Last modified: 2011-03-13 18:06:32 UTC
This is my first time using bugzilla, so if I did something wrong, let me know. I wrote a small bit of code that I think will make Special:Shortpages more useful. It checks the text of the pages and excludes those which are redirects, soft redirects, links to the wiktionary definition (basically soft redirects), or the template for copyvios. I've tested the code on my sandbox wiki, so I'm fairly confidant it's stable. The two problems with it that I know of are that the count at the top is wrong ("Showing below up to 8 results starting with #1." lists the number before filtering, so will actually be lower) and the related problem that instead of having 1000 results, it has 1000 - results filtered. I'm not entirely sure how to fix these yet, but I'll get there.
Created attachment 1439 [details] Diff for patch I think this is the correct format.
Performance murder.
Excluding based on redirect status, if done, should be done based on the page_is_redirect field. Pulling from page text is expensive, and "#REDIRECT" is not the only possible form so it would not be correct. If done, this should probably be done in the query rather than a filter afterwards. This may require changes to the indexes on the table to be done efficiently. Excluding based on size, if done, should be done based on a cap to the page_len field in the query. The filters for specific templates look a bit dodgy; also they're very specific to one web site and would be incorrect for everybody else in the world. If done, it may or may not be cheaper and more accurate to check the templatelinks table rather than loading page text out of indirected, compressed external storage.
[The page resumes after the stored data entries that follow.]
PR #7305, opened 2025-02-17
[Model Monitoring] Fix controller v3io stream committed offset

royischoss:
https://iguazio.atlassian.net/browse/ML-9344
Change `explicit_ack_mode` for v3io to react to engine type "sync"/"async" (as kafka source) when for "sync" engine we use nuclio default mode "disable" as for mm controller


server/py/services/api/crud/model_monitoring/deployment.py
```diff
@@ -419,9 +419,15 @@ def _apply_and_create_v3io_source(
             != mm_constants.MonitoringFunctionNames.APPLICATION_CONTROLLER
             else mlrun.mlconf.get_v3io_access_key()
         )
+        explicit_ack_mode = (
+            "explicitOnly"
+            if function_name
+            != mm_constants.MonitoringFunctionNames.APPLICATION_CONTROLLER
+            else "disable"
+        )
```
gtopper:
```suggestion
```
It's unnecessary to set it to disable, and in fact we don't do it when `mlrun.mlconf.is_explicit_ack_enabled()` returns false. Would be enough to just change the condition:
```python
        if (
            mlrun.mlconf.is_explicit_ack_enabled()
            and function_name
            != mm_constants.MonitoringFunctionNames.APPLICATION_CONTROLLER
        ):
```
Disabling in two different ways is misleading.

gtopper (commented):
Very nice otherwise :)

mlrun/datastore/sources.py
```diff
@@ -966,6 +967,26 @@ def add_nuclio_trigger(self, function):
             "This source type is not supported with ingestion service yet"
         )
 
+    @staticmethod
+    def set_explicit_ack_mode(function: Function, **extra_arguments):
```
davesh0812:
```suggestion
    def set_explicit_ack_mode(function: Function, **extra_arguments) -> dict[str, Any]:
```

mlrun/datastore/sources.py
```diff
@@ -1028,15 +1049,8 @@ def add_nuclio_trigger(self, function):
...
-
         kwargs = {}
-        engine = "async"
-        if hasattr(function.spec, "graph") and function.spec.graph.engine:
-            engine = function.spec.graph.engine
-
-        if mlrun.mlconf.is_explicit_ack_enabled() and engine == "async":
-            kwargs["explicit_ack_mode"] = "explicitOnly"
-            kwargs["worker_allocation_mode"] = "static"
+        kwargs = self.set_explicit_ack_mode(function, **kwargs)
```
davesh0812: not sure why you need to send `kwargs` to the `set_explicit_ack_mode()`, its always an empty dict before

mlrun/datastore/sources.py
```diff
@@ -1118,20 +1132,11 @@ def add_nuclio_trigger(self, function):
...
-                "worker_allocation_mode", "static"
-            )
-        else:
-            extra_attributes["workerAllocationMode"] = extra_attributes.get(
-                "worker_allocation_mode", "pool"
-            )
+        extra_attributes = self.set_explicit_ack_mode(function, **extra_attributes)
+        explicit_ack_mode = extra_attributes.get("explicit_ack_mode")
+        if extra_attributes.get("workerAllocationMode") is None:
+            extra_attributes["workerAllocationMode"] = "pool"
```
davesh0812:
```suggestion
     extra_attributes["workerAllocationMode"] = extra_attributes.get("worker_allocation_mode", "pool")
```

davesh0812 (commented):
Nice :)
Few comments

davesh0812 (approved):

PR #7310, opened 2025-02-18
[Alerts] Add api to delete all alert configs and clean up cache

rokatyy:
Adds api to delete all alert configs and clean up cache, optimises `delete_project_alert_events`, fixes cache cleaning 

Jira - https://iguazio.atlassian.net/browse/ML-9367


server/py/framework/db/sqldb/db.py
```diff
@@ -5995,6 +5994,39 @@ def list_alerts(
             alerts.append(alert)
         return alerts
 
+    def list_and_delete_project_alerts(
```
TomerShor: Why not `delete_alerts`, and support `project = "*"`?
it's ok that a **delete** function will return the ids of the deleted resources.

server/py/framework/db/sqldb/db.py
```diff
@@ -5995,6 +5994,39 @@ def list_alerts(
...
+        for alert_id, alert_name in alerts:
+            self._delete_alert_notifications(
+                session=session,
+                name=alert_name,
+                alert_id=alert_id,
+                project=project,
+                commit=False,
+            )
+            # delete the alert config
+            self._delete(session, AlertConfig, id=alert_id)
```
liranbg: we need to support batch deletion, this is very excessive

server/py/framework/db/sqldb/db.py
```diff
@@ -5995,6 +5994,39 @@ def list_alerts(
...
+        project: str,
+    ) -> list[str]:
+        # We need to list ids and names here
+        # ids to reuse later for cleaning up the cache
+        # names to make notification deletion more efficient as notification table has index on name and parent_id
+        alerts = (
+            session.query(AlertConfig.id, AlertConfig.name)
+            .filter(AlertConfig.project == project)
+            .all()
+        )
```
liranbg: better of working in chunks and not loading everything at once (using limit + offset)

server/py/framework/utils/clients/chief.py
```diff
@@ -247,6 +247,16 @@ async def delete_alert(
             "DELETE", f"projects/{project}/alerts/{name}", request
         )
 
+    async def delete_alerts(
+        self, project: str, request: fastapi.Request
+    ) -> fastapi.Response:
+        """
+        Alerts are running only on chief
```
TomerShor, line 254: 👀 ?

server/py/services/api/crud/projects.py
```diff
@@ -211,6 +211,8 @@ def delete_project_resources(
         # actually forwarding the request and waiting for a response, since the project deletion flow is handled
         # by Chief only.
         services.alerts.crud.Events().delete_project_alert_events(name)
+        # only for the case when alerts service is running together with api
```
TomerShor: that's the TODO for the followup PR

TomerShor (approved):

TomerShor (changes requested):
approved by mistake

server/py/framework/db/sqldb/db.py
alonmr: perhaps use `_delete_multi_objects`

server/py/framework/utils/clients/chief.py
rokatyy: All methods here have this comment - it means that if alerts are running with api, they run only on chief

server/py/framework/db/sqldb/db.py
rokatyy: @alonmr In this case it won't help, especially that it's better to request data by indexes instead of just project

server/py/framework/db/sqldb/db.py
rokatyy: @TomerShor is this really a case that we remove everything from cluster? Or you mean to have it just in case?

server/py/framework/db/sqldb/db.py
```diff
@@ -5995,6 +5994,77 @@ def list_alerts(
...
+
+            # Step 4: Perform ORM-based deletion for alerts in the current chunk
+            alerts_to_delete = (
+                session.query(AlertConfig)
+                .filter(AlertConfig.id.in_(alert_ids_chunk))
+                .all()
+            )
+            for alert in alerts_to_delete:
+                # Deleting via ORM ensures cascading works
+                session.delete(alert)
```
alonmr: The for loop creates N delete statements to be executed once you commit. You may do it with a single statement instead.
```suggestion
     session.query(AlertConfig)
                .filter(AlertConfig.id.in_(alert_ids_chunk))
                .delete()
```

server/py/framework/db/sqldb/db.py
TomerShor: I meant having the option to pass `project="*"` if we want that in the future, not for our scenario.

And to rename the function to `delete_alerts`, because that's the actual purpose of this function. `list` is just another thing that happens here.

server/py/framework/db/sqldb/db.py
```diff
@@ -5995,6 +5994,77 @@ def list_alerts(
...
+
+            # Step 3: Extract alert IDs for deletion and delete alerts in this chunk
+            alert_ids_chunk = [alert_id for alert_id, _ in alerts]
+            alert_ids.extend(alert_ids_chunk)  # Collect all alert IDs to be deleted
+
+            # Step 4: Perform ORM-based deletion for alerts in the current chunk
+            alerts_to_delete = (
+                session.query(AlertConfig)
+                .filter(AlertConfig.id.in_(alert_ids_chunk))
+                .all()
```
TomerShor, line 6201: when you run `.all()`, isn't the session flushed / committed? causing the notifications to be deleted.

server/py/framework/db/sqldb/db.py
```diff
@@ -5995,6 +5994,77 @@ def list_alerts(
             alerts.append(alert)
         return alerts
 
+    def list_and_delete_project_alerts(
```
alonmr: I would just call it `delete_project_alerts` because you don't really list the alerts but just their IDs which is a legitimate "delete" op response

server/py/services/alerts/tests/unit/api/test_alerts.py
```diff
@@ -186,6 +186,18 @@ def test_get_alert_activations(
         result = client.get(f"projects/{project_name}/alerts/wrong-name/activations/1")
         assert result.status_code == 404
 
+    @unittest.mock.patch.object(services.alerts.crud.Alerts, "delete_alerts")
+    def test_delete_alerts(
```
TomerShor, line 190: well, this tests idempotency and not actually deleting the alerts.

server/py/framework/db/sqldb/db.py
```diff
@@ -5995,6 +5994,77 @@ def list_alerts(
...
+            # Notifications reference alerts via foreign keys (parent_id and name).
+            # Deleting them first prevents integrity errors.
+            for alert_id, alert_name in alerts:
+                self._delete_alert_notifications(
+                    session=session,
+                    name=alert_name,  # Index on name improves deletion efficiency
+                    alert_id=alert_id,
+                    project=project,
+                    commit=False,  # Defer commit for batch efficiency
+                )
```
TomerShor: Put comments above code and not inline, to align with our conventions

TomerShor (changes requested):
Looks great overall, minor comments

server/py/services/alerts/tests/unit/api/test_alerts.py
rokatyy: @TomerShor that's the point - just to test endpoints. As all the other tests in this suite. Actual deletion is checked below

alonmr (commented):
Looks great! Minor suggestions

server/py/framework/db/sqldb/db.py
rokatyy: @TomerShor you're right here! I'll go with the idea that Alon suggested below, which eliminates the need to list them

TomerShor (approved):

server/py/framework/db/sqldb/db.py
rokatyy: @alonmr actually it doesn't work as expected:

```>       cursor.execute(statement, parameters)
E       sqlalchemy.exc.IntegrityError: (sqlite3.IntegrityError) FOREIGN KEY constraint failed
E       [SQL: DELETE FROM alert_configs WHERE alert_configs.id IN (?, ?, ?, ?, ?, ?, ?, ?, ?, ?)]
E       [parameters: (1, 2, 3, 4, 5, 6, 7, 8, 9, 10)]
```

rokatyy: @alonmr @TomerShor I'm returning the old version of the code. Will glad to hear better suggestions :)

server/py/framework/db/sqldb/db.py
rokatyy: @TomerShor I'd add bare-minimum that is required for now as we are jumping in the last train in terms of release

server/py/framework/db/sqldb/db.py
TomerShor: What foreign key constraint fails? the notifications, alert states?

rokatyy: @TomerShor notifications

server/py/framework/db/base.py
```diff
@@ -904,6 +904,13 @@ def list_alerts(
     ) -> list[mlrun.common.schemas.AlertConfig]:
         pass
 
+    def delete_project_alerts(
```
moranbental, line 910: It should be an abstract method, like all the other functions

server/py/framework/db/sqldb/db.py
```diff
@@ -5995,6 +5994,78 @@ def list_alerts(
             alerts.append(alert)
         return alerts
 
+    def delete_project_alerts(
+        self, session, project: str, chunk_size: int = 100
```
moranbental: It’s worth adding `chunk_size` to the config.py

server/py/framework/db/sqldb/db.py
```diff
@@ -6342,25 +6413,16 @@ def create_alert_state(self, session, alert_id):
         state = AlertState(count=0, parent_id=alert_id)
         self._upsert(session, [state])
 
-    def delete_alert_notifications(
+    def _delete_alert_notifications(
         self,
         session,
+        name: typing.Optional[str],
```
```suggestion
        name: typing.Optional[str] = None,
```

server/py/framework/db/sqldb/db.py
```diff
@@ -5995,6 +5994,78 @@ def list_alerts(
             alerts.append(alert)
         return alerts
 
+    def delete_project_alerts(
```
moranbental, line 6144:
```suggestion
    def delete_alerts_and_notifications(
```
Because you are also deleting the notifications

server/py/framework/db/sqldb/db.py
```diff
@@ -5995,6 +5994,78 @@ def list_alerts(
...
+        self, session, project: str, chunk_size: int = 100
+    ) -> list[str]:
```
```suggestion
    ) -> typing.List[int]:
```

moranbental (changes requested):
Looks very good! minor..

server/py/framework/db/sqldb/db.py
rokatyy: @moranbental technically, I delete everything related to alerts here - configs, notifications. So, I will leave it as is

server/py/framework/db/sqldb/db.py
rokatyy: @moranbental everywhere in the code we use list.

moranbental: @rokatyy it was more for int instead of str

server/py/framework/db/base.py
moranbental: You missed that. still not abstract method

server/py/framework/db/sqldb/db.py
```diff
@@ -6137,6 +6141,81 @@ def list_alerts(
             alerts.append(alert)
         return alerts
 
+    def delete_project_alerts(
+        self,
+        session,
+        project: str,
+        chunk_size: int = mlrun.mlconf.alerts.chunk_size_during_project_deletion,
```
moranbental: We are not using the config in the function declaration because the value can change dynamically at runtime. use
`chunk_size = chunk_size or mlrun.mlconf.alerts.chunk_size_during_project_deletion`

moranbental (changes requested):

server/py/framework/db/sqldb/db.py
TomerShor: Why do we need to delete the notifications manually?
The alert config table has a `cascade` on the notification relationship, so once a config is deleted - all its notifications should be deleted too.

rokatyy: @TomerShor good question. It was in the old code, I just moved it around. Not sure what was the idea behind. Will remove it

server/py/framework/db/sqldb/db.py
```diff
@@ -6137,6 +6141,72 @@ def list_alerts(
...
+        :return: List of deleted alert IDs.
+        """
+        chunk_size = (
+            chunk_size or mlrun.mlconf.alerts.chunk_size_during_project_deletion
+        )
+        alert_ids = []
+        offset = 0
+
+        while True:
+            # Step 1: Retrieve alerts (IDs and names) for the given project in chunks
```
```suggestion
            # Step 1: Retrieve alerts (IDs) for the given project in chunks
```

moranbental (approved):

server/py/framework/db/sqldb/db.py
TomerShor: Will deleting with `AlertConfig.id in alert_ids` still fail now when you don't delete the notifications?

server/py/framework/db/sqldb/db.py
```diff
@@ -6137,6 +6141,72 @@ def list_alerts(
...
+        project: str,
+        chunk_size: typing.Optional[int] = None,
+    ) -> list[int]:
+        """
+        List all alert IDs associated with the specified project and delete them,
+        along with their related notifications, while ensuring foreign key constraints are respected.
+
+        Steps:
+        1. Retrieve all alerts (IDs and names) for the given project.
+        2. Delete related notifications first (since they have foreign key constraints).
```
TomerShor: not anymore

server/py/services/alerts/tests/unit/crud/test_alerts.py
```diff
@@ -483,3 +483,62 @@ async def test_get_alerts_exclude_updated(
...
+        assert len(alerts_after_deletion) == 0
+        for alert in alerts:
+            assert (
+                services.alerts.crud.Alerts()._get_alert_by_id_cached()(db, alert.id)
+                is None
+            )
+            with pytest.raises(mlrun.errors.MLRunNotFoundError):
+                assert services.alerts.crud.Alerts()._get_alert_state_cached()(
+                    db, alert.id
+                )
```
TomerShor, line 546: Also verify no notifications

TomerShor (changes requested):

server/py/framework/db/sqldb/db.py
rokatyy: @TomerShor yes

server/py/services/alerts/tests/unit/crud/test_alerts.py
rokatyy: @TomerShor we don't have method for that

server/py/framework/db/sqldb/db.py
alonmr: The problem is you don't have DB level cascade - see https://github.com/mlrun/mlrun/pull/6598
If you create a query to delete the notifications you can then delete the alerts with 2 queries instead of N but there is a race condition here so IMO leave it as is and add a TODO to fix the foreign key constraint

server/py/services/api/crud/projects.py
```diff
@@ -211,6 +211,8 @@ def delete_project_resources(
         # actually forwarding the request and waiting for a response, since the project deletion flow is handled
         # by Chief only.
         services.alerts.crud.Events().delete_project_alert_events(name)
```
alonmr, line 213: this line should be removed right?

server/py/services/api/tests/unit/api/test_projects.py
```diff
@@ -289,6 +309,34 @@ def _list_configmaps(*args, **kwargs):
...
+        assert (
+            services.alerts.crud.Alerts()._get_alert_state_cached()(db, alert_id)
+            is not None
+        )
+
+    # check that event cache is removed for project_to_remove, and it isn't for project_to_keep
+    found_project_to_keep = False
+    for key in services.alerts.crud.events.Events()._cache.keys():
+        assert key[0] != project_to_remove
+        found_project_to_keep |= key[0] == project_to_keep
```
alonmr: if you know how many events you have for this project you can keep a counter and be more accurate

alonmr (commented):
Very well! A few suggestions/comments but overall lgtm

server/py/services/api/tests/unit/api/test_projects.py
rokatyy: @alonmr which counters? this is just objects cache..

alonmr: I mean do something like
```
    project_to_keep_cached_events_count = 0
    for key in services.alerts.crud.events.Events()._cache.keys():
        assert key[0] != project_to_remove
        if key[0] == project_to_keep:
           project_to_keep_cached_events_count += 1

   assert project_to_keep_cached_events_count == expected_project_to_keep_cached_events_count
```

server/py/services/api/crud/projects.py
rokatyy: @alonmr no, it should remain - that's another cache and it's needed if alerts run together with api

server/py/services/api/tests/unit/api/test_projects.py
rokatyy: @alonmr done

server/py/services/alerts/crud/alerts.py
```diff
@@ -178,9 +178,27 @@ def delete_alert(
...
+        project = project or mlrun.mlconf.default_project
+        services.alerts.crud.Events().delete_project_alert_events(project)
+
+        alert_ids = framework.utils.singletons.db.get_db().delete_project_alerts(
+            session, project
+        )
+        if not alert_ids:
+            return
+
+        for alert_id in alert_ids:
```
liranbg: worth adding log for before operations (and after all). include information for debugging but make sure it is not spammy.
```suggestion
        project = project or mlrun.mlconf.default_project
        logger.debug("deleting project alert events", project=project, alert_name=name)
        services.alerts.crud.Events().delete_project_alert_events(project)
        logger.debug("deleting project alert", project=project)
        alert_ids = framework.utils.singletons.db.get_db().delete_project_alerts(
            session, project
        )
        if not alert_ids:
            return
        logger.debug("deleting project alert ids", alert_ids_length=len(alert_ids))
        for alert_id in alert_ids:
          ...
        logger.debug("successfully deleted project alert", project=project, alert_name=name)
        
```

liranbg (changes requested):
looking much better. last comment wrt logging experience

TomerShor (approved):
Other than Liran's suggestion - LGTM

server/py/framework/db/sqldb/db.py
```diff
@@ -6137,6 +6141,72 @@ def list_alerts(
...
+            for alert in alerts_to_delete:
+                # Deleting via ORM ensures cascading works
+                # TODO: fix the foreign key constraint by implementing db level cascade
+                session.delete(alert)
+
+            # Step 3: Commit all changes in one transaction for the current chunk
+            session.commit()
+
+            # Increment the offset to process the next chunk
+            offset += chunk_size
```
Yacouby: using the offset here could become inefficient for large datasets, so maybe a better approach here would be to use `order_by(AlertConfig.id)` and track the last processed id instead of relying on the offset.

Yacouby (commented):
LGTM, minor suggestion

Yacouby (approved):

liranbg (approved):

PR #7313, opened 2025-02-18
[Messaging] Sync inter-service communication

alonmr:
Extend the proxy messaging client to enable sync inter services communication.
This facilitates sending requests between internal services and in particular needed for the API to send a delete project alerts request when a project deletion job is in progress.
We aim for this implementation to be as simple as possible at this stage and it will be extended in future versions.

Blocked by https://github.com/mlrun/mlrun/pull/7310

https://iguazio.atlassian.net/browse/ML-9368


server/py/framework/utils/clients/messaging.py
```diff
@@ -135,6 +164,46 @@ async def send_request(
...
+        url: str,
+        headers: dict,
+        raise_on_failure: bool = True,
+        **kwargs,
+    ) -> requests.Response:
+        self._prepare_request_kwargs(headers=headers, kwargs=kwargs)
+        self._ensure_sync_retry_session()
+        kwargs_to_log = self._resolve_kwargs_to_log(kwargs)
+        logger.debug(
+            "Sending request to service",
```
TomerShor: Not critical, but do you want to differentiate this log in `sync` and `async` flows, for easier debugging?

server/py/framework/utils/clients/messaging.py
```diff
@@ -312,3 +411,10 @@ def _prepare_request_data(self, method: str, path: str):
         path = path.removeprefix(f"{prefix}/").removeprefix(f"{version}/")
         service_instance = self._discovery.resolve_service_by_request(method, path)
         return path, version, service_instance
+
+    @staticmethod
+    def _resolve_full_request_path(path, service_instance, version):
+        # The service and version prefixes have been removed from the path earlier in the process.
```
TomerShor, line 532: This happens in `_prepare_request_data`, which is currently only called in `proxy_request_to_service`. 
Will the new `delete` method also be called via `proxy_request_to_service`? I don't think so.

TomerShor (changes requested):

server/py/framework/utils/auth/verifier.py
```diff
@@ -245,6 +245,20 @@ async def authenticate_request(
...
+            "authorization",
+            "cookie",
+            mlrun.common.schemas.HeaderNames.projects_role,
+            "x-data-session-override",
+            "x-remote-user",
+            "X-V3io-session-key",
+            "X-V3io-Access-Key",
+        ]:
+            if header_value := request.headers.get(header):
+                auth_info.request_headers[header] = header_value
```
liranbg: why not taking them all and drop specifics (like host, etc)?

server/py/framework/utils/clients/messaging.py
```diff
@@ -217,6 +357,26 @@ async def _on_request_failure(
...
+        response_body: dict,
+        raise_on_failure: bool,
+        kwargs,
+    ):
+        log_kwargs = copy.deepcopy(kwargs)
+
+        # this can be big and spammy
+        log_kwargs.pop("json", None)
+        log_kwargs.update(
+            {"method": method, "url": url, "response_body": response_body}
```
liranbg: suggest to omit the response body

liranbg (changes requested):

server/py/framework/utils/clients/messaging.py
alonmr: No, `_prepare_request_data` is not used in sync communication because it assumes the path contains the service name and api version but I wanted to keep the sync client agnostic

server/py/framework/utils/auth/verifier.py
alonmr: Because I don't really know what to remove. I need to remove host, content-length, content-type and others? So if i miss something it might be destructive. I chose to go on the safe side but I agree there are more headers that we should keep. I'm ok with going either way I just think this is safer at this point in time.

server/py/framework/utils/clients/messaging.py
alonmr: Changed to log just the error details

server/py/framework/utils/clients/messaging.py
```diff
@@ -40,8 +41,106 @@ def __init__(self) -> None:
...
+    def send_sync_request(
+        self,
+        method: str,
+        path: str,
+        version: str = "v1",
+        headers: typing.Optional[dict] = None,
+        raise_on_failure: bool = True,
+        **kwargs,
+    ) -> requests.Response:
+        path = path.removeprefix("/")
```
moranbental, line 134: Why are you not removing here the prefix and version?

server/py/framework/utils/clients/messaging.py
```diff
@@ -179,10 +316,14 @@ async def _ensure_session(self):
             # by returning `True`, we tell the client the response is "legit" and so, it returns it to its callee.
             self._session.retry_options.evaluate_response_callback = lambda _: True
 
-    async def _ensure_retry_session(self):
+    def _ensure_retry_session(self):
```
moranbental, line 322: We are not really using this method. Maybe we can delete it along with the `_retry_session` object.

server/py/framework/utils/auth/verifier.py
liranbg: you need to remove `content-length` and set `x-forwarded-host` from the original `host`. you may see some of the functionality already implemented @ `_resolve_request_kwargs_from_request`

server/py/framework/utils/clients/messaging.py
alonmr: prefix and version are not expected to be part of the path here. version is a separate parameter and prefix is resolved by the discovery client

server/py/framework/utils/clients/messaging.py
alonmr: indeed this is hachana lemazgan I prefer to keep it just to outline how I think it should look like and to differentiate between sync / async / proxy sessions

moranbental (approved):
LGTM

liranbg (approved):

server/py/framework/utils/clients/messaging.py
```diff
@@ -40,8 +41,106 @@ def __init__(self) -> None:
         self._session: typing.Optional[mlrun.utils.AsyncClientWithRetry] = None
         # Retry session is for internal messaging
         self._retry_session: typing.Optional[mlrun.utils.AsyncClientWithRetry] = None
```
rokatyy: not really related, but it seems we don't use `_retry_session` anywhere.

Also, general question related to the bug from this pr https://github.com/mlrun/mlrun/pull/7324. Should `_sync_retry_session` be per thread as well?

server/py/services/api/crud/projects.py
```diff
@@ -203,16 +204,18 @@ def delete_project_resources(
...
-        # by Chief only.
+        # TODO: This should be refactored once we have a proper hydra implementation
+        # Delete alert's service resources
         services.alerts.crud.Events().delete_project_alert_events(name)
-        # TODO: this should run only for the case when alerts service is running together with api
-        services.alerts.crud.Alerts().delete_alerts(session=session, project=name)
+        if mlrun.mlconf.services.hydra.services == "*":
+            services.alerts.crud.Alerts().delete_alerts(session=session, project=name)
+        else:
+            messaging_client = framework.utils.clients.messaging.Client()
```
rokatyy: add comment of what this condition means

server/py/framework/utils/clients/messaging.py
```diff
@@ -312,3 +476,10 @@ def _prepare_request_data(self, method: str, path: str):
         path = path.removeprefix(f"{prefix}/").removeprefix(f"{version}/")
         service_instance = self._discovery.resolve_service_by_request(method, path)
         return path, version, service_instance
+
+    @staticmethod
+    def _resolve_full_request_path(path, service_instance, version):
+        # The service and version prefixes have been removed from the path earlier in the process.
+        # The service prefix will be replaced with the new service name, and the version will be re-added
+        # (or default to v1 if not present) during the final URL construction for the request.
+        return f"{service_instance.url}/{service_instance.name}/{version}/{path}"
```
rokatyy: how about using rstrip as we do here? https://github.com/mlrun/mlrun/blob/1b288a97709161603f2586ada547ac1db346ede4/mlrun/common/schemas/api_gateway.py#L106-L109

server/py/services/api/crud/projects.py
```diff
@@ -203,16 +204,18 @@ def delete_project_resources(
...
-        # TODO: Forward to alerts service
-        # The messaging client is async, and project deletion is sync.
-        # When deleting a project, we need to use a sync client to send the delete event request to the alerts service,
-        # or to Chief if in Hydra mode. (ML-8390)
-        # Until we implement the sync client, we can allow Chief to delete the project alerts itself, instead of
-        # actually forwarding the request and waiting for a response, since the project deletion flow is handled
-        # by Chief only.
+        # TODO: This should be refactored once we have a proper hydra implementation
+        # Delete alert's service resources
         services.alerts.crud.Events().delete_project_alert_events(name)
```
rokatyy: this can also be part of condition

server/py/framework/utils/clients/messaging.py
```diff
@@ -204,15 +345,32 @@ async def _on_request_failure(
...
+        raise_on_failure: bool,
+        kwargs,
+    ):
+        log_kwargs = copy.deepcopy(kwargs)
+
+        # this can be big and spammy
+        log_kwargs.pop("json", None)
+        log_kwargs.update(
+            {"method": method, "url": url, "error_details": error_details}
+        )
```
rokatyy: The difference here is only that async method requires `response_body = await response.json()` , 
suggestion - maybe most of the code can be moved to a common function?

server/py/framework/utils/clients/messaging.py
alonmr: wrt `_retry_session` @moranbental commented about it as well above and I explained why I added it there.
Regarding `_sync_retry_session` I believe so. I think if your fix works we should change the sync session as well

rokatyy: add comment that we don't use it and what is the future purpose of it

server/py/services/api/crud/projects.py
alonmr: why is this needed? It's done in `services.alerts.crud.Alerts().delete_alerts`
https://github.com/mlrun/mlrun/blob/development/server/py/services/alerts/crud/alerts.py#L191

rokatyy: @alonmr you're right, my bad, can be removed then :)

liranbg (approved):

rokatyy (approved):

(In reply to comment #3) > Excluding based on redirect status, if done, should be done based on the > page_is_redirect field. Pulling from page text is expensive, and "#REDIRECT" is > not the only possible form so it would not be correct. > Yeah, that makes sense, I hadn't thought of that. > If done, this should probably be done in the query rather than a filter > afterwards. This may require changes to the indexes on the table to be done > efficiently. Hm, I'll see if I can find out how to do that in SQL, I don't know that well (or at all). > Excluding based on size, if done, should be done based on a cap to the > page_len field in the query. Okay, I'll put that, once I look up how to do that in MySQL. > The filters for specific templates look a bit dodgy; also they're very specific to > one web site and would be incorrect for everybody else in the world. If done, it > may or may not be cheaper and more accurate to check the templatelinks > table rather than loading page text out of indirected, compressed external > storage. Yeah, that's true, I have been thinking of wikipedia. I've been thinking about it, and I think it would probably be enough to exclude any page that includes a template, that would be much more general, and I think that would help find the right one. > Performance murder. Granted, I have no clue how long this would take to run, but since they are cached for a long time, it would only matter once. I think it would be able to run during an off-time, I don't think it'd take *too* long. It does take time to grab the text, but all of these pages will be less than 1k, and the majority will be around 15 bytes, so I don't think that would be overly time consuming, at least if only run once in a while.
"It does take time to grab the text, but all of these pages will be less than 1k, and the majority will be around 15 bytes" Er, well, the SQL being run on Special:Shortpages is what's used to cache up the content on larger installations like the Wikimedia cluster. So the cron job to cache the things would hit all the pages, thus you're still looking at an unpleasant load. Clean implementation in MySQL is probably not too much of a problem, however and wouldn't be a bad thing; we can justify adding a short time to the execution by the improved "algorithm" we'd be using and the more accurate result set.
Created attachment 1444 [details] New patch Okay, I realized that this script already excludes redirects, so I removed that from my patch. Added limit to size in the SQL, and generalized script so all pages with "{{" are excluded. Number problem as above is still present.
Anyone have any comments on my new version of the patch?
(In reply to comment #7) > Anyone have any comments on my new version of the patch? Would still be too expensive to look at the text of each like that. Consider doing something with the templatelinks table to test for transclusions in the page; this means your query is more efficient and doesn't pull redundant data off the MySQL server in the first place.
Closing due to a number of reasons. 1. Inefficient, performance-killing patch. 2. There is an effective limit on page size provided by the limit on results when the page is being cached. 3. That a page contains a template doesn't mean it's a "long" page.